- **TASK TO COMPLETE**
Once the line containing "Magnet currents can" has been written out, stop; until then, restate each line of the entries below word for word from the first.

Segment Open

PR #11662, opened 2023-07-18
Optionally override magnet currents

shahor02:
Magnet currents can be overridden to arbitrary values, in which case the validity check will only report unsupported values (if any) w/o producing fatal. E.g.
`O2_OVERRIDE_L3_CURRENT=0 O2_OVERRIDE_DIPOLE_CURRENT=5123.5`

### DIFF
--- a/Common/Field/src/MagneticField.cxx
+++ b/Common/Field/src/MagneticField.cxx
@@ -558,18 +558,29 @@ MagFieldParam::BMap_t MagneticField::getFieldMapScale(float& l3, float& dip, boo
 
   MagFieldParam::BMap_t map = MagFieldParam::k5kG;
   float sclL3, sclDip;
+  float l3sav = l3, dipsav = dip;
 
   float l3Pol = l3 > 0 ? 1 : -1;
   float diPol = dip > 0 ? 1 : -1;
 
   l3 = TMath::Abs(l3);
   dip = TMath::Abs(dip);
+  static bool overrideL3 = std::getenv("O2_OVERRIDE_L3_CURRENT") != nullptr;
+  static bool overrideDIP = std::getenv("O2_OVERRIDE_DIPOLE_CURRENT") != nullptr;
+  static bool warnL3Done = false, warnDipDone = false, warnPolarityDone = false;
 
   if (TMath::Abs((sclDip = dip / diNominalCurrent) - 1.) > tolerance && !uniform) {
     if (dip <= zero) {
       sclDip = 0.; // some small current.. -> Dipole OFF
     } else {
-      LOG(fatal) << "MagneticField::createFieldMap: Wrong dipole current (" << dip << " A)!";
+      if (!overrideDIP) {
+        LOG(fatal) << "MagneticField::createFieldMap: Wrong dipole current (" << dipsav << " A)!";
+      } else {
+        if (!warnDipDone) {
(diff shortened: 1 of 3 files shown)


davidrohr (changes requested):
In general I am fine to have the override currents configurable, however I would change few things.
- Could we prepent the env variables with `O2_`.
- Could we do the implementation in GRPMagField in the way I did it in my PR, i.e.:
  - Leave the inline function in the header, and have a static flag in there whether to override or not.
  - Static flag is then initialized by a function from the .cxx. The reason for this is that it that the initialization as one expression forces to compiler to implement the initialization in a thread-safe way, so it is generally good practice. And I'd like to have the getenv stuff out of the .h.
- Also in MagneticField.cxx, I would make the boolean flags static.

Common/Field/src/MagneticField.cxx
```diff
@@ -558,18 +558,29 @@ MagFieldParam::BMap_t MagneticField::getFieldMapScale(float& l3, float& dip, boo
...
 
   if (TMath::Abs((sclDip = dip / diNominalCurrent) - 1.) > tolerance && !uniform) {
     if (dip <= zero) {
       sclDip = 0.; // some small current.. -> Dipole OFF
     } else {
-      LOG(fatal) << "MagneticField::createFieldMap: Wrong dipole current (" << dip << " A)!";
+      if (!overrideDIP) {
+        LOG(fatal) << "MagneticField::createFieldMap: Wrong dipole current (" << dipsav << " A)!";
+      } else {
+        if (!warnDipDone) {
```
davidrohr, line 579: shouldn't this be a fatal as well? If it is an unsupported value, we don't have a field map for it, have we?

DataFormats/Parameters/src/GRPMagField.cxx
```diff
@@ -41,3 +41,25 @@ void GRPMagField::print() const
 {
   printf("magnet currents (A) L3 = %.3f, Dipole = %.f; uniformity = %s\n", getL3Current(), getDipoleCurrent(), mUniformField ? "true" : "false");
 }
+
+o2::units::Current_t GRPMagField::checkDipoleOverride()
+{
+  static float v = getenv("O2_OVERRIDE_DIPOLE_CURRENT") ? atof(getenv("O2_OVERRIDE_DIPOLE_CURRENT")) : NOOVERRIDEVAL;
+  static bool alarmShown = false;
+  if (v != NOOVERRIDEVAL && !alarmShown) {
+    LOGP(alarm, "Overriding DIPOLE current to {}", v);
```
davidrohr: One more point I forgot, I would make this an ERROR, just to be sure it is seen by the shift crew. (I think they usually filter out alarms)

davidrohr (commented):
looks good to me now. Just 2 more minor comments:

Common/Field/src/MagneticField.cxx
shahor02: We will not have good map but still reasonable scaling will be applied to existing maps. E.g one can emulate L3 Off / Dipole On field, will not be good for physics but e.g. for ED will work (better then 0/0).

DataFormats/Parameters/src/GRPMagField.cxx
shahor02: ok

Segment Closed

- **SOLUTION FOR THIS PROBLEM**
PR #11662, opened 2023-07-18
Optionally override magnet currents

shahor02:
Magnet currents can be overridden to arbitrary values, in which case the validity check will only report unsupported values (if any) w/o producing fatal. E.g.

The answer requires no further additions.